Torsion is a measure of how much a curve twists out of the plane of its osculating circle. To imagine this, think of a winding road climbing a hill. The torsion tells us how much the road is twisting as it goes up. In mathematical terms, torsion is defined as \[ \tau = -\frac{\mathbf{B}'(t) \cdot \mathbf{N}(t)}{||\mathbf{r}'(t)||} \]where

• \( \mathbf{B}'(t) \) is the derivative of the unit binormal vector, and
• \( \mathbf{N}(t) \) is the unit normal vector.

In the exercise, the torsion was calculated to be 0, meaning there is no twisting at this point. The road, so to speak, is not twisting away from the plane it's in at this point.

Derivative of the Curve

The derivative of a curve gives us information about the curve's direction. It is essentially the rate of change of the position vector \( \mathbf{r}(t) \). By finding the derivative, \( \mathbf{r}'(t) \), we can determine how the curve is moving in space.
For example, if we have \[ \mathbf{r}(t) = \langle t, \cosh t, -\sinh t \rangle \]the derivative is \[ \mathbf{r}'(t) = \langle 1, \sinh t, -\cosh t \rangle \]indicating that the curve is changing in the direction of this vector.
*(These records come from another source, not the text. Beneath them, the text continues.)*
PR #175, opened 2024-06-27
criu swrk: return child error to caller

Luap99:
In the podman CI we are seeing a weird flake during criu version detection[1]. The write to the socket just fails with broken pipe. The logical thing to assume here is that the child exited. However the current code never reports back the child error from wait nor does it try to capture the output from it. This fixes both. The cleanup error is now added to the returned error so the caller sees both.

As errors.Join is used from the std lib bump the minimum go version to 1.20.

[1] https://github.com/containers/podman/issues/18856

### DIFF
--- a/main.go
+++ b/main.go
@@ -61,13 +61,19 @@ func (c *Criu) Prepare() error {
 }
 
 // Cleanup cleans up
-func (c *Criu) Cleanup() {
+func (c *Criu) Cleanup() error {
+	var errs []error
 	if c.swrkCmd != nil {
-		c.swrkSk.Close()
+		if err := c.swrkSk.Close(); err != nil {
+			errs = append(errs, err)
+		}
 		c.swrkSk = nil
-		_ = c.swrkCmd.Wait()
+		if err := c.swrkCmd.Wait(); err != nil {
+			errs = append(errs, fmt.Errorf("criu swrk failed: %w", err))
+		}
 		c.swrkCmd = nil
 	}
+	return errors.Join(errs...)
 }
 
 func (c *Criu) sendAndRecv(reqB []byte) ([]byte, int, error) {
@@ -99,9 +105,7 @@ func (c *Criu) doSwrk(reqType rpc.CriuReqType, opts *rpc.CriuOpts, nfy Notify) e
 	return nil
 }
 
-func (c *Criu) doSwrkWithResp(reqType rpc.CriuReqType, opts *rpc.CriuOpts, nfy Notify, features *rpc.CriuFeatures) (*rpc.CriuResp, error) {
-	var resp *rpc.CriuResp
-
+func (c *Criu) doSwrkWithResp(reqType rpc.CriuReqType, opts *rpc.CriuOpts, nfy Notify, features *rpc.CriuFeatures) (resp *rpc.CriuResp, retErr error) {
 	req := rpc.CriuReq{
 		Type: &reqType,
 		Opts: opts,
@@ -121,7 +125,13 @@ func (c *Criu) doSwrkWithResp(reqType rpc.CriuReqType, opts *rpc.CriuOpts, nfy N
 			return nil, err
 		}
 
-		defer c.Cleanup()
+		defer func() {
+			// append any cleanup errors to the returned error
+			err := c.Cleanup()
+			if err != nil {
+				retErr = errors.Join(retErr, err)
+			}
+		}()
 	}
 
 	for {
--- a/phaul/client.go
+++ b/phaul/client.go
@@ -1,6 +1,7 @@
 package phaul
 
 import (
+	"errors"
 	"fmt"
 
 	"github.com/checkpoint-restore/go-criu/v7"
@@ -55,7 +56,7 @@ func isLastIter(iter int, stats *stats.DumpStatsEntry, prevStats *stats.DumpStat
 }
 
 // Migrate function
-func (pc *Client) Migrate() error {
+func (pc *Client) Migrate() (retErr error) {
 	criu := criu.MakeCriu()
 	psi := rpc.CriuPageServerInfo{
 		Fd: proto.Int32(int32(pc.cfg.Memfd)),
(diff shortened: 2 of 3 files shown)


go.mod
```diff
@@ -1,6 +1,6 @@
 module github.com/checkpoint-restore/go-criu/v7
 
-go 1.18
+go 1.20
```
rst0git, line 3: @Luap99 Would you be able to also update the CI workflow in [main.yml](https://github.com/checkpoint-restore/go-criu/blob/ae18f4225e2e1107609640a7d50242eaa4b41536/.github/workflows/main.yml#L16) with this change?

main.go
```diff
@@ -44,9 +47,12 @@ func (c *Criu) Prepare() error {
 	srv := os.NewFile(uintptr(fds[1]), "criu-xprt-srv")
 	defer srv.Close()
 
+	out := new(bytes.Buffer)
 	args := []string{"swrk", strconv.Itoa(fds[1])}
 	// #nosec G204
 	cmd := exec.Command(c.swrkPath, args...)
+	cmd.Stdout = out
+	cmd.Stderr = out
```
snprajwal, line 55: Would it make more sense to capture stdout and stderr separately? I'd assume you wouldn't want random info logs to clutter the error logs while debugging

main.go
```diff
@@ -99,7 +112,7 @@ func (c *Criu) doSwrk(reqType rpc.CriuReqType, opts *rpc.CriuOpts, nfy Notify) e
 	return nil
 }
 
-func (c *Criu) doSwrkWithResp(reqType rpc.CriuReqType, opts *rpc.CriuOpts, nfy Notify, features *rpc.CriuFeatures) (*rpc.CriuResp, error) {
+func (c *Criu) doSwrkWithResp(reqType rpc.CriuReqType, opts *rpc.CriuOpts, nfy Notify, features *rpc.CriuFeatures) (_ *rpc.CriuResp, retErr error) {
```
snprajwal, line 115: It might be better to name the first return value as `resp`, rather than leaving it unnamed.

main.go
rst0git: @snprajwal I believe that CRIU uses only one file descriptor for logging ([`log_get_fd()`](https://github.com/checkpoint-restore/criu/blob/bf8c134714d6e041261b5129561eeb49aa734ec1/criu/log.c#L79)).

Luap99: yeah I wasn't sure to be honest, I did a quick look in the criu source and found perror calls there that I might be interested i. But I wasn't sure about stdout, if it doesn't log there it should not make a difference but I could also drop it back to /dev/null like it is right now.

go.mod
Luap99: sure

Luap99:
Ok so I understand why the CI tests hang.

When capturing output like this in go, the go std lib creates a pipe that is setup on stout/err in the child. After wait() is called on the child go then tries to read all remaining output from the pipe fd set one stdout/err on the child until EOF. However this has one major problem, when the stdout/err file descriptors in the child are then given to other processes. In the hanging tests case this seems to be in the case of CriuReqType_PAGE_SERVER_CHLD which causes a normal fork in the criu swrk process to create criu: page-server which inherits stdout/err.

https://github.com/checkpoint-restore/criu/blob/bf8c134714d6e041261b5129561eeb49aa734ec1/criu/cr-service.c#L1013

I don't have a good answer for this, either we try to make criu close the std fds (dups them to /dev/null) when it forks that there or we do not capture the output at all. Or maybe we special case CriuReqType_PAGE_SERVER_CHLD to not capture output in only this case but I have no idea about criu at all so I don't know if this would effect more options.

Of course I would like to get the output because without debugging failures is basically impossible.

Luap99:
@rst0git There is no point in rebasing this. I need an answer on the issue raised above. So either I add a special exclude CriuReqType_PAGE_SERVER_CHLD (not sure if there are more we need to worry about) from output capture or I do not try to capture the output at all. I like the output capture of course.

rst0git:
@Luap99 In general, CRIU writes all output to a log file (e.g., https://github.com/opencontainers/runc/commit/c77aaa3f95ec7cffbb24c53b0ee8a0b6d19d8839). We don't capture any output from stdout for `criu swrk` (e.g., [libcriu](https://github.com/checkpoint-restore/criu/blob/5c3f6217f44acf1edec57a8abf4edcb624accd6f/lib/c/criu.c#L1397), [pycriu](https://github.com/checkpoint-restore/criu/blob/5c3f6217f44acf1edec57a8abf4edcb624accd6f/lib/pycriu/criu.py#L106)), except in [runc](https://github.com/opencontainers/runc/blob/3778ae603c706494fd1e2c2faf83b406e38d687d/libcontainer/criu_linux.go#L927), where stdin, stdout, and stderr are set to [inherit stdio](https://github.com/opencontainers/runc/blob/3778ae603c706494fd1e2c2faf83b406e38d687d/tty.go#L66).

Luap99:
I am not talking about any container runtime involvement here. The fact is that this library just fails with a useless error (write criu-xprt-cln: broken pipe) when the swrk process fails. I can capture the wait error but than we only get the exit code not whatever errors criu pritned to stderr, i.e. 
https://github.com/checkpoint-restore/criu/blob/5c3f6217f44acf1edec57a8abf4edcb624accd6f/lib/c/criu.c#L1398

Are you telling me this library should always create a log when starting the swrk process? And then read this file after wait?

rst0git:
@avagin Do you have any ideas on how we could capture the CRIU logs in go-criu?

For example, the following repository contains a simple program that prints the version of CRIU:
https://github.com/rst0git/test-go-criu-swrk
```
$ go build
$ ./test-go-criu-swrk 
2024/07/19 14:51:09 31900
```

If we create the following configuration file, it will cause `criu swrk` to always fail with an error:
```
$ echo  test | sudo tee /etc/criu/default.conf
$ criu swrk 2
criu: unrecognized option '--test'
...
```
However, this error is not captured in stdout/stderr: 
```
$ ./test-go-criu-swrk 
2024/07/19 14:49:53 read criu-xprt-cln: connection reset by peer
criu swrk failed: exit status 1 (<nil>)
```

A similar problem appears with the CI tests for Podman (https://github.com/containers/podman/issues/18856).

Luap99:
Ok I understand now, I got confused by the perror lines then as I assumed they print to stderr but if they redirect it into the a log file then it will not help us.

Luap99:
I guess I push my change without the output capture for now, getting a exit status 1 or killed would already tell us more useful things in podman.

rst0git (approved):
LGTM

PR #177, opened 2024-06-27
chore(magicgen): migrate script to Python

### LINKED ISSUE #176: Migrate magic-gen script to Python
The [magic-gen script](https://github.com/checkpoint-restore/go-criu/blob/master/scripts/magic-gen/magicgen.go) is currently written in Go. While it works, it would probably be much simpler to have this in Python, just to make it neater, and also be consistent with other generation scripts (gen-proto is in Python).

snprajwal:
The old script was in Go, and naively split the lines by whitespace to identify the magic names and values. The new Python script uses a proper regex rule to parse the input and generate the output.

Fixes #176


magic/magic.go
```diff
@@ -30,8 +30,6 @@ func LoadMagic() MagicMap {
 	magicMap.ByValue[1631600659] = "CPUINFO"
 	magicMap.ByName["CREDS"] = 1409430855
 	magicMap.ByValue[1409430855] = "CREDS"
-	magicMap.ByName["CRTOOLS_IMAGES_V1_1"] = 2
-	magicMap.ByValue[2] = "CRTOOLS_IMAGES_V1_1"
```
rst0git, line 34: Why are these two lines being removed?

snprajwal: Ah, the regex parsing does not match non-hex values, so these lines are left out from the new run. Would we need these though? They are not image types themselves, so I'd assume they're not directly used by go-criu?

rst0git: [`CRTOOLS_IMAGES_V1_1`](https://github.com/checkpoint-restore/criu/blob/c2f9f900a94cbfefda9385f7dd1b757b226bbaa2/criu/include/magic.h#L13) is used as a common magic for protobuf all [images](https://criu.org/Images) except inventory and service files:
```
IMAGE_FILE ::= MAGIC [MAGIC_2] { ENTRY }
```

See https://github.com/checkpoint-restore/criu/commit/f5ea330ce1f38486a9f80d68504899d7dad48cb3

scripts/magic-gen/magicgen.py
```diff
@@ -0,0 +1,77 @@
...
+
+    try:
+        with open(args.dest, 'w') as dest:
+            write_magics(dest, magics)
+    except IOError:
+        sys.exit("Failed to open magic.py")
+
+def read_magics(src):
+    magics = {}
+    pattern = re.compile(r"#define\s+(\S+)\s+0x([0-9A-Fa-f]+)")
```
rst0git, line 29: Could you please add a comment to describe the patterns matched by this regular expression? This will be particularly useful for new contributors who are not familiar with the magic-gen scripts.

scripts/magic-gen/Makefile
```diff
@@ -1,17 +1,14 @@
...
 magic-gen: clean magic.h
-	$(GO) run magicgen.go magic.h $(MAGIC_DEST)
+	@$(PY) magicgen.py magic.h $(MAGIC_DEST)
 
 magic.h:
 	curl -s https://raw.githubusercontent.com/checkpoint-restore/criu/criu-dev/criu/include/magic.h -o magic.h
 
 test:
-	@echo "Running unit test"
-	$(GO) test -v
```
rst0git, line 13: Would it be possible to add unit tests for `read_magics` / `write_magics` similar to `magicgen_test.go`?

rst0git (approved):
Well done!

It's like saying if we're making a path with a pencil, the derivative tells us which way the pencil is pointing.

Unit Tangent Vector

The unit tangent vector is a normalized version of the derivative of the curve. It gives us a direction that has a fixed length, usually 1, making it useful for understanding the direction of the curve without worrying about how fast we're going.
It is calculated by dividing the derivative by its magnitude:
\[ \mathbf{T}(t) = \frac{\mathbf{r}'(t)}{||\mathbf{r}'(t)||} \]In our exercise \[ \mathbf{r}'(t) = \langle 1, \sinh t, -\cosh t \rangle \]leads to \[ \mathbf{T}(t) = \frac{1}{\sqrt{1 + \sinh^2 t + \cosh^2 t}} \langle 1, \sinh t, -\cosh t \rangle \] This vector maintains the direction of \( \mathbf{r}'(t) \) but scales it to ensure a length of 1.

Unit Normal Vector

The unit normal vector is perpendicular to the unit tangent vector and points towards the curve's concave side. Calculating it involves differentiating the unit tangent vector and normalizing the result. This vector tells us how the curve is turning in space.
Here's how it’s obtained:

• First, differentiate the unit tangent vector \( \mathbf{T}(t) \).
• Find the magnitude of this derivative.
• Normalize by dividing by its magnitude.

Given the unit tangent vector \( \mathbf{T}(t) \), its derivative \( \mathbf{T}'(t) \) can be calculated, and normalizing gives us the unit normal vector
\[ \mathbf{N}(t) = \frac{\mathbf{T}'(t)}{||\mathbf{T}'(t)||} \] This vector helps us understand how sharply the curve is bending.